(Dataset entries)
PR #4723, opened 2023-02-12
Add check for triple

gautam1168:
For this issue: https://github.com/compiler-explorer/compiler-explorer/issues/4456

### DIFF
--- a/lib/buildenvsetup/ceconan-rust.ts
+++ b/lib/buildenvsetup/ceconan-rust.ts
@@ -48,11 +48,15 @@ export class BuildEnvSetupCeConanRustDirect extends BuildEnvSetupCeConanDirect {
     }
 
     getArchFromTriple(triple) {
-        const arr = triple.split('-');
-        if (arr && arr[0]) {
-            return arr[0];
+        if (triple && triple.split) {
+            const arr = triple.split('-');
+            if (arr && arr[0]) {
+                return arr[0];
+            } else {
+                return triple;
+            }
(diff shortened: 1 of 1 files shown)


lib/buildenvsetup/ceconan-rust.ts
```diff
@@ -48,11 +48,15 @@ export class BuildEnvSetupCeConanRustDirect extends BuildEnvSetupCeConanDirect {
     }
 
     getArchFromTriple(triple) {
```
matsjla, line 50:
```suggestion
    getArchFromTriple(triple: string): string {
```

matsjla (changes requested):
Hey, thanks for the patch!

I think a better solution would be to check at the callsite of getArchFromTriple instead. In my opinion it doesn't really make sense that the `triple` should be allowed nullable/undefined in a function named getArchFromTriple

lib/buildenvsetup/ceconan-rust.ts
gautam1168: yeah but the person who is on the issue said to check and return a blank string: https://github.com/compiler-explorer/compiler-explorer/issues/4456#issuecomment-1382856240

matsjla: Thoughts @partouf? I think it's certainly better if we keep getArchFromTriple clean of any bad inputs

matsjla (approved):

== EXERCISE OBJECTIVE ==
Return the lines above precisely as they appear, beginning at the first line and ending at the line with "gautam1168: yeah but", and nothing after it.

== THE ANSWER ==
PR #4723, opened 2023-02-12
Add check for triple

gautam1168:
For this issue: https://github.com/compiler-explorer/compiler-explorer/issues/4456

### DIFF
--- a/lib/buildenvsetup/ceconan-rust.ts
+++ b/lib/buildenvsetup/ceconan-rust.ts
@@ -48,11 +48,15 @@ export class BuildEnvSetupCeConanRustDirect extends BuildEnvSetupCeConanDirect {
     }
 
     getArchFromTriple(triple) {
-        const arr = triple.split('-');
-        if (arr && arr[0]) {
-            return arr[0];
+        if (triple && triple.split) {
+            const arr = triple.split('-');
+            if (arr && arr[0]) {
+                return arr[0];
+            } else {
+                return triple;
+            }
(diff shortened: 1 of 1 files shown)


lib/buildenvsetup/ceconan-rust.ts
```diff
@@ -48,11 +48,15 @@ export class BuildEnvSetupCeConanRustDirect extends BuildEnvSetupCeConanDirect {
     }
 
     getArchFromTriple(triple) {
```
matsjla, line 50:
```suggestion
    getArchFromTriple(triple: string): string {
```

matsjla (changes requested):
Hey, thanks for the patch!

I think a better solution would be to check at the callsite of getArchFromTriple instead. In my opinion it doesn't really make sense that the `triple` should be allowed nullable/undefined in a function named getArchFromTriple

lib/buildenvsetup/ceconan-rust.ts
gautam1168: yeah but the person who is on the issue said to check and return a blank string: https://github.com/compiler-explorer/compiler-explorer/issues/4456#issuecomment-1382856240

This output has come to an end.